This paper publicises recent work within the field of mathematics to cleanse itself of Al Qaeda/Hussein influence through the elimination of Arabic numerals. A universally efficient, child-friendly and scientifically based alternative is presented.

[This paper is also available in PDF format]

Introduction

September 11, 2001, marked a tumultuous turning point in many international arenas: politics, economics, society and security; it appears that international mathematics was not immune. As the dust settled on a post-9/11 world, mathematicians, statisticians, algebra teachers and scientists of all stripes began to realize the gravity of their own complacency surrounding the omni-present and looming terrorist threat. The threat that they faced, and which seemed so intertwined within contemporary mathematical life that it had become, in a sense, faceless through its ubiquitous and historical acceptance, was for many so foundational to their knowledge of the subject that the mere thought of its expulsion, vanquishing or obliteration seemed too massive an undertaking to be practical. Practical or not, the devilishly evil and broad threat it represented meant that a perpetuation of the status quo would constitute such an evasion of responsibility as to be thought tantamount to culpability should an attack ever occur. After all, some of those situated closest to the threat were innocent children—ignorant of its scale and capabilities—studying, manipulating and modifying its components; not unlike a baby playing with a ticking time-bomb. It was universally decided, therefore, that this terrorist plot could be only fully removed from modern mathematics through the swift and uncompromising elimination of all Arabic numerals and the potential evil they represent.

 

Method

In November 2001, a sub-committee of the APSO Council on Mathematical Purity was formed to assess the requirements of a numeric system, and to evaluate those areas where systems of the past we both efficient and lacklustre. By June 2003 the sub-committee’s work was completed. It was determined that a new system should be similar to ancient Roman numerals (the idea of which has long held popularity among grade school students because they could easily recognize the constituent glyphs) but much less complicated (as any objections from students often arose out of the convoluted and archaic rules for Roman numeral representation that so differed from the admitted simplicity of the Arabic system). Accordingly, the sub-committee recommended that the new numbering be based upon familiar glyphs (such as those found in the Roman alphabet) while retaining a simple base-ten system of rules (not too dissimilar to the Arabic).
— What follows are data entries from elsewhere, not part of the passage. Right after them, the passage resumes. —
PR #698, opened 2022-05-27
Lets have a card

### LINKED ISSUE #696: 4.x - Create a card component
# Motivation

Create a card component to handle what we were using the card for in 3.x.

# Proposed solution

How are we going to reference different card sub elements (media, title, details, etc.) style-choices?
Elements
- [x] Media - The media options are going to be handled via `.media--` classes.
   - [x] ~Size~ 
   - [x] ~Shape/ Aspect Ratio~
   - [x] ~Outline~
- [x] Title
- [x] #708 - We are going to handle this in a follow-up issue.
- [x] Body
- [x] Footer/Actions

Options
- [x] Outline
- [x] Stacked/Alignment
    - [x] change the orientation of the default card, without the stacked class, to be horizontal.
- [x] Content alignment
- [x] Background
- [x] #709 - We are going to handle this in a follow-up issue.

pyrello:
Resolves #696 

# To test
- Visit https://uids.brand.uiowa.edu/branches/lets_have_a_card/
- Review card functionality against items in #696.
- Click through each card example and then toggle the different settings for each one to see if you can find any options that don't look right.
- I removed the container around the card because it was getting in the way of testing the media alignment options. I recommend using the viewport button to set it to a smaller width for testing the default card without a media alignment option selected.


joewhitsitt:
👀

joewhitsitt:
reviewing

joewhitsitt (approved):
In terms of the card (minus media), I tried several combinations and each seem to work as I expected however, a couple stood out to me and I am not sure if they are important or not:

When I click [`basic-card--linked-card-without-title`](https://uids.brand.uiowa.edu/branches/lets_have_a_card/?path=/story/basic-card--linked-card-without-title&args=link_text:) (removed link text) - I assume that is for SiteNow or other implementation to validate and not storybook.

When I clicked [`basic-card--borderless-card`](https://uids.brand.uiowa.edu/branches/lets_have_a_card/?path=/story/basic-card--borderless-card&args=media_padded:true) (mobile sized), I didn't notice a change in media padding. This was discussed in the huddle I was in earlier, but I am foggy about what was decided here.

Generally curious about how components will stack in Storybook and if we will be able to modify media or button settings while viewing the card component.

There is a lot of other stuff in this PR that I assume is safe to ignore for the time being since it wasn't the purview of this PR.

The fact that this can be reviewed in browser at this time and that certain card properties are handled, I think this is a good step forward!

The recommendation was not without its critics. Members of the APSO Plenary on Algebra and the APSO International Working Group on Consistency in Graphing cautioned that confusion might arise if Roman alphabetic glyphs previously employed within their respective domains (a, b, and c; and x, y and z) were to be somehow incorporated into the new system. The overseeing APSO Council on Mathematical Purity took these critiques under advisement, and determined, following a rigorous thirty-four hour session, that indeed glyphs a, b, c, x, y and z should be excluded from future discussion. Furthermore, in accordance with a wise suggestion made by the Honourable Delegate from Slovenia, it was decided that to avoid any confusion, only the use of uppercase and non-accented glyphs was permissible. In November 2003, after the APSO Council on Mathematical Purity secretariat had completed the so-called Framework of Understanding, work began on the establishment of the requisite system. It is at this point that I and my team became involved.

Rather conveniently, it was early on discovered that removing the six aforementioned glyphs from those available in the Roman alphabet reduced the total working number of glyphs to a reasonable twenty (when including the often underemployed glyphs Q and W; see table 1). Furthermore, advancements in digital clock/digital clock radio technology since the late 1960s had finally permitted the legible digital display of “tricky” or “slanty” characters like D, K, M, N, Q, R, T, V and W. This meant that early musings and trepidation by some team members about the practicality of using Roman alphabetic glyphs on digital display calculators were now moot.

In devising the final notation, several possibilities were explored for the use of twenty glyphs within the stipulated base-ten system. One suggestion was to drop the ten most writing-intense glyphs for speed and efficiency; another was to exclusively use H, I, J, K, L, M, N, O, P, and U, as they were the ten permissible glyphs accessible with solely one’s right hand on a standard Qwerty keyboard. For various reasons, too numerous to be mentioned here, it was decided that all twenty glyphs would be used, alternating between the first and second ten depending upon the number of digits to be displayed (tables 2 and 3). This agreed upon syntax would give the system a certain Roman numeral-type quality, while retaining the simplicity of its Arabic numeral predecessor—thus, it is hoped, it will quickly bring common school children on side; lest we forget, children are our future (Houston, 1985).

 

Discussion

To begin this discussion, a few examples are in order. The Arabic form 14 would be transcribed as OH; 747 as KRK; 87648, LUJRL; and 2729344, FUFWGRH. As can be seen, this new method is ideal for a number of key reasons. First, it emancipates those who have previously found mathematics awkward because of its heavy reliance on numbers. Hopefully, statements such as “I’m not so good with numbers” and “Math is hard” will be a thing of the past. Second, this method allows for further reduction in the size of large and over-crowded laptop, palmtop and blackberry keyboards. Third, the method—named RHnotation in honour of APSO founder and director Dr. Ralpholio Hoppertinez—finally enables efficient numeric entry for those who never bothered to learn to touch-type numbers on a typewriter. Fourth, RHnotation will advance the currently cumbersome list of memory mnemonics used for telephone, social insurance, and street address numbers, as well as for postal codes and on licence plates. A rather serious result of ubiquitous adoption of RHnotation would be the need to rewrite all known dictionaries, thesauri and other so-called word guides, as literacy and numeracy would become synonyms. We do not foresee, however, this slight impediment as a validation for anything short of complete and universal recognition of RHnotation.

At the time of publication, conversion of decimal places into RHnotation appears theoretically possible, but as with negative integers, such conversion is beyond our current research and technology. For the time being, the mathematical world will be required to adjust all calculations to accept only the absolute values of all real numbers. On a positive note, funding has been recently secured through a number of supportive governments for the creation of conversion tables for other notations, including Reverse Polish Notation and Musical Notation, among others.

If nothing else, in our tit-for-tat world, swift adoption of RHnotation by the United States will relieve the American collective conscience and their international image of backwardness for having yet to embrace the metric system. Furthermore, a sense of relief will come when as a global community we can be at ease knowing that the memory of 9/11 will be softer, and slightly less dangerously offensive, as M/OE.

References

Houston, W. (1985). “The Greatest Love of All.” On Whitney Houston. New York, NY: ARISTA Records.